### REQUIREMENT
Please return every line of the records that contains the word "restart".

### TASK DATA
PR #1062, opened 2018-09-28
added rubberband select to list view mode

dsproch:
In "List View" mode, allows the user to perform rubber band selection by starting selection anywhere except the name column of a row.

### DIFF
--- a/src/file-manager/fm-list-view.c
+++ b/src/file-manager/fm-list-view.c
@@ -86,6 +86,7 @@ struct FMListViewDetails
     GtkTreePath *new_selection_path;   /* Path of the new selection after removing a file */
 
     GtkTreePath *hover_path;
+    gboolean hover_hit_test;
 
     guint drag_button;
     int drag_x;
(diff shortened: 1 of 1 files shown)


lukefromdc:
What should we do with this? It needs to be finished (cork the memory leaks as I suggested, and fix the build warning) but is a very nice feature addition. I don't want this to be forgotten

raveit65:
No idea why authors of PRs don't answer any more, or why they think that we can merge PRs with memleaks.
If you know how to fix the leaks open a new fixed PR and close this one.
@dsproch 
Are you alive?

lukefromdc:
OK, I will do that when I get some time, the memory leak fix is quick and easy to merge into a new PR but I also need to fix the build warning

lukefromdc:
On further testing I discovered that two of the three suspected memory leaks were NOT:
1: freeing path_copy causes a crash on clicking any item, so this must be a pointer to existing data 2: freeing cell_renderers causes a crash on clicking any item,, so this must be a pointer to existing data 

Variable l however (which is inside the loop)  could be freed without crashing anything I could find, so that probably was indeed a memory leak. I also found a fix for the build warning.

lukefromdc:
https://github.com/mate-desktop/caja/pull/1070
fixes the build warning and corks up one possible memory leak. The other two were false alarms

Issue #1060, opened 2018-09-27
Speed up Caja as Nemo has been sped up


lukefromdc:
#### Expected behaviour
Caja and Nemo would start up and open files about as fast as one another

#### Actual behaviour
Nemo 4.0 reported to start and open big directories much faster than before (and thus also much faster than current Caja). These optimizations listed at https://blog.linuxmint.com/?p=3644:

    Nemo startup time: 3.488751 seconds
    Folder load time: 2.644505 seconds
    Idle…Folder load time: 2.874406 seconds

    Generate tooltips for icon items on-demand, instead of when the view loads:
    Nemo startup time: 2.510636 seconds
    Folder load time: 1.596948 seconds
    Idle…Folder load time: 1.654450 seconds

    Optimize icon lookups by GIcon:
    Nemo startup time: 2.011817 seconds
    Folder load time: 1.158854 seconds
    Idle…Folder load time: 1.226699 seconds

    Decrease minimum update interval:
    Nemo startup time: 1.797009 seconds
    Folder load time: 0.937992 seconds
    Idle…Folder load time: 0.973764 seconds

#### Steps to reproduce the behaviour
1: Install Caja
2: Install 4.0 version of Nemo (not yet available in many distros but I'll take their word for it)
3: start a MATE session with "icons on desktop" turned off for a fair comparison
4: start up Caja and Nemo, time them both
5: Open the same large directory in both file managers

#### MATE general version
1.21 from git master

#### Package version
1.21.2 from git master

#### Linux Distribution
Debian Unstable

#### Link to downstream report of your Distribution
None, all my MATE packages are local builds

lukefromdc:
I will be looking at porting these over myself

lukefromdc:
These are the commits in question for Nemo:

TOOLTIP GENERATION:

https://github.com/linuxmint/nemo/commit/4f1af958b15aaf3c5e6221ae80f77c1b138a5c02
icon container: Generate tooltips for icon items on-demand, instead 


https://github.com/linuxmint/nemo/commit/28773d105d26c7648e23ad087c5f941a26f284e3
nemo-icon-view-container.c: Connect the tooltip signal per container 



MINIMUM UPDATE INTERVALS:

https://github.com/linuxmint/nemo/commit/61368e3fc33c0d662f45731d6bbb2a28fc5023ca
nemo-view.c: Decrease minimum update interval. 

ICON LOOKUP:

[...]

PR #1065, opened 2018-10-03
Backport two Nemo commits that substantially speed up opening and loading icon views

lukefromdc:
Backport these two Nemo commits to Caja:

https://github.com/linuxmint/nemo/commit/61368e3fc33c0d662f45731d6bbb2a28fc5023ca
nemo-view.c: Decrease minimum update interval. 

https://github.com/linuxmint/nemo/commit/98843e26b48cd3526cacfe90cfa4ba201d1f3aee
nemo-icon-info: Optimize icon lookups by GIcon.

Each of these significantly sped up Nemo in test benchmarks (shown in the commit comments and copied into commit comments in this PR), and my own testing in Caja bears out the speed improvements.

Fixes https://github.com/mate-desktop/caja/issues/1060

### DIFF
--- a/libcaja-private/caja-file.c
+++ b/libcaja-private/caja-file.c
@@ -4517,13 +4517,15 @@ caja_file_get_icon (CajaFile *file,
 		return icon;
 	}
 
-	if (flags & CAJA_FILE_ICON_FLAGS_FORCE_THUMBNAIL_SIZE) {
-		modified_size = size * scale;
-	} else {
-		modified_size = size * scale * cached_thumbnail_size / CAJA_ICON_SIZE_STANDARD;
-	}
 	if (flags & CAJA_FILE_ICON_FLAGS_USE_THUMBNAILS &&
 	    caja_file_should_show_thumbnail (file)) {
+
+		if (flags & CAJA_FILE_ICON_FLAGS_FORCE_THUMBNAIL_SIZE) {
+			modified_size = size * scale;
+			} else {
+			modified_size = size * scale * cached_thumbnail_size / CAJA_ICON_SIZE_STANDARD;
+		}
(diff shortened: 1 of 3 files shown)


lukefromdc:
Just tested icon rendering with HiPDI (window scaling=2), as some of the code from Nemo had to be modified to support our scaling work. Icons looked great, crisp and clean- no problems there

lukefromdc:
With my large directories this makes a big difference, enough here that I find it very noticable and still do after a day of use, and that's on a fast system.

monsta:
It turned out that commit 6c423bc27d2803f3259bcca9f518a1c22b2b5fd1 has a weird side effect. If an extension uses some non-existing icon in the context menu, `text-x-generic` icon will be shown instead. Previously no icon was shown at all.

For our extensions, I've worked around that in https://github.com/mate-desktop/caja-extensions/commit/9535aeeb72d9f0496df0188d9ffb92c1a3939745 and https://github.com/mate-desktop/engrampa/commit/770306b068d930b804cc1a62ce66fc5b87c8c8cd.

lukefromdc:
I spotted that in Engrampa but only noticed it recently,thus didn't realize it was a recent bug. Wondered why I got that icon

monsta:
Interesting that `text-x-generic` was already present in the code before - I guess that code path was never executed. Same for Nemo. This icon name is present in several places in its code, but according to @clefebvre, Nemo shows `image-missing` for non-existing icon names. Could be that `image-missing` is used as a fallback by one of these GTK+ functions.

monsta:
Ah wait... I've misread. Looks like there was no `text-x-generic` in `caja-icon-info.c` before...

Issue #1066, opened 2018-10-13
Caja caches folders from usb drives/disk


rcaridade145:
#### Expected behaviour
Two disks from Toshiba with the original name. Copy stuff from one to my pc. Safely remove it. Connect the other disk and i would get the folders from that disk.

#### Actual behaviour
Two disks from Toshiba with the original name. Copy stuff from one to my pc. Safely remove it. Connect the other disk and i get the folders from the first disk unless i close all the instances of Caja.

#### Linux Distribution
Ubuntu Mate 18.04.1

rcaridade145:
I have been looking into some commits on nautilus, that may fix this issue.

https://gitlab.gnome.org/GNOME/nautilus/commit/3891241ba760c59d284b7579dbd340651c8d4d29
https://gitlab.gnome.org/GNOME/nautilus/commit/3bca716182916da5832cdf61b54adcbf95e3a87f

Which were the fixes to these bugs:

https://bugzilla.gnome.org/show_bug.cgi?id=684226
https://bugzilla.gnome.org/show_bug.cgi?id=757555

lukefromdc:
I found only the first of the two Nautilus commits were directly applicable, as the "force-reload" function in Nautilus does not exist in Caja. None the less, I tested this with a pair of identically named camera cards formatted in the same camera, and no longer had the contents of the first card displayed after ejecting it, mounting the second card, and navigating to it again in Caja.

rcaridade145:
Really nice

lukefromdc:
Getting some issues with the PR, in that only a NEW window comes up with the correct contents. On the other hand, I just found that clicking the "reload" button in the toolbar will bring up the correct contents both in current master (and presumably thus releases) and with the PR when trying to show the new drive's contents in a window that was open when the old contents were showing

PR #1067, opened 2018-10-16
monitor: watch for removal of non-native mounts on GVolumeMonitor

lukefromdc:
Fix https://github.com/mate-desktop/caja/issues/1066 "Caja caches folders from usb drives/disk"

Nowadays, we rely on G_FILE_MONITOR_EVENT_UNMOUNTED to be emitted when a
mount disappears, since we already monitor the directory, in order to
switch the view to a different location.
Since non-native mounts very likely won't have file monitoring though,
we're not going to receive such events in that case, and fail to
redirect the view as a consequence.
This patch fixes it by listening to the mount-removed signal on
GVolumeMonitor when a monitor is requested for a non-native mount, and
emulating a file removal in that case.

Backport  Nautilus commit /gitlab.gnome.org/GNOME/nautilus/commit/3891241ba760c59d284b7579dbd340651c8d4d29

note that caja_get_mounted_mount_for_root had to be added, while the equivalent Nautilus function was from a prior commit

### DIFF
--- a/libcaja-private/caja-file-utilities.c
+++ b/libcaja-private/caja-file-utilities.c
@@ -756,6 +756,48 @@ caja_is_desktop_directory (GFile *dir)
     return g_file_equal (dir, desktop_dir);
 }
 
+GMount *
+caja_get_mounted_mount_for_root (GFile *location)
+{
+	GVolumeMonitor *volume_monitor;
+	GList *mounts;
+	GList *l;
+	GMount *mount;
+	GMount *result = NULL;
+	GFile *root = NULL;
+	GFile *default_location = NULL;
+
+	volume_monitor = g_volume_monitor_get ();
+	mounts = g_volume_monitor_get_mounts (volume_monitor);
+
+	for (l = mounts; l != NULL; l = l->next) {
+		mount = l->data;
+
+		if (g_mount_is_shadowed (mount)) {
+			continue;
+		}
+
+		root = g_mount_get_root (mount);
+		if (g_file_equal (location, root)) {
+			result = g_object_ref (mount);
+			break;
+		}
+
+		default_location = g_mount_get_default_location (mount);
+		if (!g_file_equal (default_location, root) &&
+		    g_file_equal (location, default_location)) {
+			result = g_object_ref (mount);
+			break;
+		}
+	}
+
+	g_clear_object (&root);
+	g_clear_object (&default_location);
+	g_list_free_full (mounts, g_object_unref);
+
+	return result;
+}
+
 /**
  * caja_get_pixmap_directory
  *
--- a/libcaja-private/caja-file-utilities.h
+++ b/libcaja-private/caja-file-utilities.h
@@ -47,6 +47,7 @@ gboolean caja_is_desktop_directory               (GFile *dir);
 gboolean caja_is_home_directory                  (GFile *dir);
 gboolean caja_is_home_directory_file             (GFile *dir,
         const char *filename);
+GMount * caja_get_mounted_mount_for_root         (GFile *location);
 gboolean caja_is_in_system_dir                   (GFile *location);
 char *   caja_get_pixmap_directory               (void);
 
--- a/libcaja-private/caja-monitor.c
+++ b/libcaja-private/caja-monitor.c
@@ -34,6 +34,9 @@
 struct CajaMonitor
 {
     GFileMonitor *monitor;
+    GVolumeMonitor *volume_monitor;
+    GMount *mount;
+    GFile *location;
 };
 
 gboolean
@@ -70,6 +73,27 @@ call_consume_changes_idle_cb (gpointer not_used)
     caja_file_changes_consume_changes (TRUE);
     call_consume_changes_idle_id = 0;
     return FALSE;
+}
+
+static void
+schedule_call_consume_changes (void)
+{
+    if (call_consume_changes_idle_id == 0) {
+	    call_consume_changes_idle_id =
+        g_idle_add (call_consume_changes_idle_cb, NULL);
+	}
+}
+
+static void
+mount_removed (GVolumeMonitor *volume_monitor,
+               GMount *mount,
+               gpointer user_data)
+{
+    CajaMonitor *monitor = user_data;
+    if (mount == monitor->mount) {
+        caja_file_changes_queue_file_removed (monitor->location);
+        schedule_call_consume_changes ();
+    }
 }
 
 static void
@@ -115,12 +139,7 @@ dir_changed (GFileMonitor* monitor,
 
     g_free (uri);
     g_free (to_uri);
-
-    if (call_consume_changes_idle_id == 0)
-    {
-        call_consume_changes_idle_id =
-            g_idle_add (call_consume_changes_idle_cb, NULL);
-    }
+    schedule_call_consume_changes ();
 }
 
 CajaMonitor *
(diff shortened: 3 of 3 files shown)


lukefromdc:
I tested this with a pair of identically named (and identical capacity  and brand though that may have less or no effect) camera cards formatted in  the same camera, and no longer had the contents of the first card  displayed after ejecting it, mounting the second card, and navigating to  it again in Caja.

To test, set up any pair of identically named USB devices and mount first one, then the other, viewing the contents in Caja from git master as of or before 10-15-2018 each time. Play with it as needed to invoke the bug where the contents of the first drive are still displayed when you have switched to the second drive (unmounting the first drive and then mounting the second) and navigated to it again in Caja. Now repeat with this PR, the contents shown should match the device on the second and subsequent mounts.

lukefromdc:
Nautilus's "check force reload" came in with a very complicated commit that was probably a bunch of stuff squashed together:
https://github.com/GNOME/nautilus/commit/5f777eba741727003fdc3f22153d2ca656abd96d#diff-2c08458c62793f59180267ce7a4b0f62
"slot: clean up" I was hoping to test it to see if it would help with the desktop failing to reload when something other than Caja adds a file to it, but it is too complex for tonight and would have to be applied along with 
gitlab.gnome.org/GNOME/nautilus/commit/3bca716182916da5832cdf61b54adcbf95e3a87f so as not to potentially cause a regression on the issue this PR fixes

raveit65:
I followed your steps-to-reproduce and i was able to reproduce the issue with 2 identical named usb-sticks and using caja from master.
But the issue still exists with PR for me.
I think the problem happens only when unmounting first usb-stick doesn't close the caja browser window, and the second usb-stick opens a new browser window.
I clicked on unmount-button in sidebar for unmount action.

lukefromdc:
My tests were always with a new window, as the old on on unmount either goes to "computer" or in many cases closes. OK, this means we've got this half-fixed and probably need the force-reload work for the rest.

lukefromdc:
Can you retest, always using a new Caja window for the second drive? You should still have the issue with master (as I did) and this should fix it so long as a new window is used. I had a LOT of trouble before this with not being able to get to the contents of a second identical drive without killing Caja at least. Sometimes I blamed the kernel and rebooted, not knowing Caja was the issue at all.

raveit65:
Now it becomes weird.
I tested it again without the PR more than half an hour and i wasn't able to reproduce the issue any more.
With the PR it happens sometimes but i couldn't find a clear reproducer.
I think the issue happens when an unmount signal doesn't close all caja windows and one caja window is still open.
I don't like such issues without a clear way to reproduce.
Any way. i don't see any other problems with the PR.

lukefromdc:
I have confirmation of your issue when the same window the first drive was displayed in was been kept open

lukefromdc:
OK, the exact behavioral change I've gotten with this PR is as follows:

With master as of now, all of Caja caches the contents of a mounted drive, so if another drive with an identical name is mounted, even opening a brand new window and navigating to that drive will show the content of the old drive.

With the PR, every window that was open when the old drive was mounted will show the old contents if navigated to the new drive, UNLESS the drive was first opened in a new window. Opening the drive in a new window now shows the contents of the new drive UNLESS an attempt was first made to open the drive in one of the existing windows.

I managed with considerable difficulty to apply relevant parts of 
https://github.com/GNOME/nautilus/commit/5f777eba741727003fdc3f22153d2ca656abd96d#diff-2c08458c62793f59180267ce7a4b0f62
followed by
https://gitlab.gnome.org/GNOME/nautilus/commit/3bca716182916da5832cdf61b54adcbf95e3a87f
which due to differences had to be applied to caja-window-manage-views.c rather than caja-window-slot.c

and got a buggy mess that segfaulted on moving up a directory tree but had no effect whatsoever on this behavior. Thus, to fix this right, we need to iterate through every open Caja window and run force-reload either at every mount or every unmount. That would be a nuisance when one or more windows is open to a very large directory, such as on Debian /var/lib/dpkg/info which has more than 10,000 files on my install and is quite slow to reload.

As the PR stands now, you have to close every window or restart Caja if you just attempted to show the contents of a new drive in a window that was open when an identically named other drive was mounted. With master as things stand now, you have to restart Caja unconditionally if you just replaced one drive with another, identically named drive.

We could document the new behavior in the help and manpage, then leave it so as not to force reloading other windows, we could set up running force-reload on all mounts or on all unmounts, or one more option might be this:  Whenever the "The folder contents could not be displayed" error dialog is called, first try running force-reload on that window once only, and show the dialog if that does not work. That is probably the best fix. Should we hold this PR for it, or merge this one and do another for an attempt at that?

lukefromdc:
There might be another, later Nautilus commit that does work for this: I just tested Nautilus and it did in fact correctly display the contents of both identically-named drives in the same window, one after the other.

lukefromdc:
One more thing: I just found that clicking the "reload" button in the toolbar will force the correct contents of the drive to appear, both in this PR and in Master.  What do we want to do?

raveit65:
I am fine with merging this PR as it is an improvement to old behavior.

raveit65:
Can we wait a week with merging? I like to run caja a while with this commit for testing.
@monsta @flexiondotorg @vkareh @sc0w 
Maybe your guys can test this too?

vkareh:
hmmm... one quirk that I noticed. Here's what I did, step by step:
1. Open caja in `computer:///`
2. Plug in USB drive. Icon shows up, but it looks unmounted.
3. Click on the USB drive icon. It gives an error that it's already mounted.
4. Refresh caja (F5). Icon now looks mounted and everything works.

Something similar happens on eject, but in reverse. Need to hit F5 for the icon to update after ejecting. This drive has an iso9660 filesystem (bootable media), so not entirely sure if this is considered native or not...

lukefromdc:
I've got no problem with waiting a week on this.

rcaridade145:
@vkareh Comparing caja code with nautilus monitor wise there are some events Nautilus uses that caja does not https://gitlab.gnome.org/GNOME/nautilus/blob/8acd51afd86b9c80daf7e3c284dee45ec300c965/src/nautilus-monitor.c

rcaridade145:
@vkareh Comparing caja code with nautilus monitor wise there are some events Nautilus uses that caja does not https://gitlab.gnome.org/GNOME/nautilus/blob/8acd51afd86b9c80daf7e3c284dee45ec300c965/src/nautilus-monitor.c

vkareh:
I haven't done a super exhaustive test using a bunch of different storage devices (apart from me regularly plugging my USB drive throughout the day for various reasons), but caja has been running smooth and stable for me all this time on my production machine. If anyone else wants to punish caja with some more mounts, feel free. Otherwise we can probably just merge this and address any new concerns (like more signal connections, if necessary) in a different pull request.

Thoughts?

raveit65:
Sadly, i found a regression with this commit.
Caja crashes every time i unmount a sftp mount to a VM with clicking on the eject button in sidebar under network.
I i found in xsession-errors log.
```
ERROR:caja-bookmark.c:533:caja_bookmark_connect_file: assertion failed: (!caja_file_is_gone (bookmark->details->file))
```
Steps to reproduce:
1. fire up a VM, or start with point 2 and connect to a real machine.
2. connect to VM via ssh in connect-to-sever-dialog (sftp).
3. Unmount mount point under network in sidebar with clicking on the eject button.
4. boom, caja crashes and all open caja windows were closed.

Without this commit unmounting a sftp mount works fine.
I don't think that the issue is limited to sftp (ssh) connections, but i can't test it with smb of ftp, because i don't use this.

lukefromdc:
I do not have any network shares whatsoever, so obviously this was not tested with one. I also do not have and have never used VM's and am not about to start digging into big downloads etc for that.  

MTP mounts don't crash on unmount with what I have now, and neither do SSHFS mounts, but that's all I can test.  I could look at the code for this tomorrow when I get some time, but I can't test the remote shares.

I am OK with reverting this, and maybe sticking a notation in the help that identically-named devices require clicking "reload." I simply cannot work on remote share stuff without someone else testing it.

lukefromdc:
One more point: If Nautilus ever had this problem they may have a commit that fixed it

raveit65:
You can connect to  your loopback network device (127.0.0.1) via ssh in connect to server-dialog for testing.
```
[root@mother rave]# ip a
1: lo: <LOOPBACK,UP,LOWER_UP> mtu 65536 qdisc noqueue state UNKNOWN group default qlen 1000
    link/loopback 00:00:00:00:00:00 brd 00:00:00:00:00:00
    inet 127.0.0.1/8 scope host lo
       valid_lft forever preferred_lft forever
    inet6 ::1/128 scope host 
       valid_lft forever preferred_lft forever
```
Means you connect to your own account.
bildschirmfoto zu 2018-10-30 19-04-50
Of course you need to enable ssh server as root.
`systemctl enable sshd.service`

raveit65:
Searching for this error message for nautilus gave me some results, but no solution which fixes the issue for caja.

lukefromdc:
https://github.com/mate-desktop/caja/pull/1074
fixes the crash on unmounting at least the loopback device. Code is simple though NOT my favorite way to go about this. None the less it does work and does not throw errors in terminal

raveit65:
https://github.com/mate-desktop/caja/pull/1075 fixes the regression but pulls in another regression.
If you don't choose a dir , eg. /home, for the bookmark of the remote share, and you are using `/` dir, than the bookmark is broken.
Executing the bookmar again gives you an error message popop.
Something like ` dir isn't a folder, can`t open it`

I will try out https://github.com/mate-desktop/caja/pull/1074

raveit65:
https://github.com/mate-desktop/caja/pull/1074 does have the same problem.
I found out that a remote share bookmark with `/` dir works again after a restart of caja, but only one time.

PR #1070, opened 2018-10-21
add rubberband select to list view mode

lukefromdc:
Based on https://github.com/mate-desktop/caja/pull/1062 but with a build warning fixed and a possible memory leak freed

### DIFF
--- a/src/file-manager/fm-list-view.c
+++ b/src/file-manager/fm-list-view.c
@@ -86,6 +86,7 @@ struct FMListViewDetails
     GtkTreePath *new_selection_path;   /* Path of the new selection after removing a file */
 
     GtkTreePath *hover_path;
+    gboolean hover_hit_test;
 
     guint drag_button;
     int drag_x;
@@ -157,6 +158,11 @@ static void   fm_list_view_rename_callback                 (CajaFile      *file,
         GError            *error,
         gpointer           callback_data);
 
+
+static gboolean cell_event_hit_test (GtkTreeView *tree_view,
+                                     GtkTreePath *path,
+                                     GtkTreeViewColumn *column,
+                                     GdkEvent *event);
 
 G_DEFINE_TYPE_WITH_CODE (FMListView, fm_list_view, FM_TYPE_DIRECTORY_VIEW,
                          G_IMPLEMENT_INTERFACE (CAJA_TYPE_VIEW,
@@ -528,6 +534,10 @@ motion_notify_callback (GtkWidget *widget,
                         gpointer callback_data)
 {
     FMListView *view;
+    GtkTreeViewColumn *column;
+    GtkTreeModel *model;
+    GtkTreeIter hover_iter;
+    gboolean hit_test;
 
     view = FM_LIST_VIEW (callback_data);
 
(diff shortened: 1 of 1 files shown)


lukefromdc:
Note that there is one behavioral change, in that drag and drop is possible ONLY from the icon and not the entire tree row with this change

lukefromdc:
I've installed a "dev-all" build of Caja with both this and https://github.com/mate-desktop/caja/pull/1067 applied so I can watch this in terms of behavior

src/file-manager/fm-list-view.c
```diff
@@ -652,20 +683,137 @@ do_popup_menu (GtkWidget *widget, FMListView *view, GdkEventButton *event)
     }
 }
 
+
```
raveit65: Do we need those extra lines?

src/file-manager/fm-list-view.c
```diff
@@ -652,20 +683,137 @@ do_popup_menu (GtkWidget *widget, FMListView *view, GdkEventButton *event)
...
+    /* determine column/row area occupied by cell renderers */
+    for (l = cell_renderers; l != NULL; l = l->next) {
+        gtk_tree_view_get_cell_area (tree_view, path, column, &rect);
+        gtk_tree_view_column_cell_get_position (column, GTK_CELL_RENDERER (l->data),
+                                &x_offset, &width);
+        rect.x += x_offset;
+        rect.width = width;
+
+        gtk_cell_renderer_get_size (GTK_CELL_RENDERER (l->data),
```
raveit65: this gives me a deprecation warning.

### SOLUTION FOR THIS TASK
As the PR stands now, you have to close every window or restart Caja if you just attempted to show the contents of a new drive in a window that was open when an identically named other drive was mounted. With master as things stand now, you have to restart Caja unconditionally if you just replaced one drive with another, identically named drive.
I found out that a remote share bookmark with `/` dir works again after a restart of caja, but only one time.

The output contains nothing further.